Ghina langsung beranjak dari sana dengan perlahan karena bukan hanya kepalanya yang masih pusing dan membuat jalannya sempoyongan, tubuhnya terutama kakinya sakit dan masih lemah. Ghina mandi tanpa mengenai perban di keninganya dan berganti pakaian, cukup tubuhnya yang terkena air dia sudah senang.
Betapa terkejutnya Ghina saat keluar kamar ternyata sudah ada Lira.
"Ma-mami?" sapa Ghina.
"Hai, Cantik, Aku kira salah kamar, ternyata benar kamu di sini," sahutnya dengan tatapan mengintimidasi.
Ghina terdiam sambil melangkah pelan menuju ranjangnya.
"Apa ada seseorang yang menolong kamu?" tanya Lira tanpa beralaskan. Pasalnya dia melihat tas pria dan laptop serta beberapa berkas berantakan di sofa dan meja.
"Makasih karena Mami sudah menjengukku," ucap Ghina mengalihkan pertanyaan yang Lira lontarkan.
"Tentu saja, Cantik. Karena kamu salah satu anak asuh aku yang paling laris manis.
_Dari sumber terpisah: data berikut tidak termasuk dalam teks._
PR #103, opened 2020-07-17
Update the Data Binding article for the Grid

svdimitr:


components/grid/columns/bound.md
```diff
@@ -84,10 +84,14 @@ You can use the following properties on the bound columns:
 * `Reorderable` - whether the user can [drag to reorder]({%slug components/grid/columns/reorder%}) this column.
 * `Resizable` - whether the user can [resize]({%slug components/grid/columns/resize%}) this column.
 * `Width` - the width of the column. See the [Dimensions]({%slug common-features/dimensions%}) article. Keep in mind that these are columns in a `<table>`, so it is often a good practice to leave one column without explicit dimensions so it can accommodate the remaining width and changes to the container size.
+* `AutoGenerateColumns` - this parameter allows the Grid to [automatically generate columns]({%slug grid-columns-automatically-generated%}) based on the public properties of the model.
```
marin-bratanov, line 87: Is this on the column level?

svdimitr: No, this is on the Grid level. <Grid Data=Data AutoGeneratedColumns=true>

marin-bratanov: Then, it does not belong here as a parameter list for the column. Perhaps mentioning automatic column generation can be a note or a tip similar to the several other tips or notes.

svdimitr: On column level we have `ColumnWidth` which is only applicable to `<GridAutoGeneratedColumns >`, should I add it instead

marin-bratanov: `ColumnWidth` is not on the column level, it is in the `<AutoGeneratedColumns />` tag which is not in the scope of this article.

svdimitr: Updated here 536942e4dfa887c9da9dec315e533d1e0b5aabff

Tapi aku ke sini bukan hanya menjenguk kamu," ungkap Lira.
Tatapan kedua mata Ghina cukup menunjukan tanda tanya besar. Apa tujuan sang Mami yang sebenarnya?
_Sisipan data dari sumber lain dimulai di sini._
PR #127, opened 2020-09-01
Add docs for visible columns in TreeList

svdimitr:


marin-bratanov (changes requested):
Use shorter (generated) data (like from any other article but Overview), redo the screenshots at 100% DPI.

marin-bratanov (approved):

"Aku mau menginfokan, kamu harus mengganti rugi uang yang sudah Mr.Yudha berikan, istrinya meminta semuanya kembali tanpa kurang satu apapun atau mereka akan memenjarakan kamu!" sambung Lira.
Bukan salah Ghina, bahkan wanita itu menjadi korban kekejaman nyonya Yudha itu, tiga orang preman bayarannya melecehkan Ghina belum lagi supir taxi online yang menjadi korban karena mengantar dia pulang yang seharusnya Ghina pulang dengan mobil pribadinya.
*Flashback Off*
"Hei, Kamu melamun?" tanya Zalman saat dia lihat Ghina hanya mengaduk-aduk makanannya.
Suara bariton Zalman mengejutkan Ghina dan membuyarkan lamunannya.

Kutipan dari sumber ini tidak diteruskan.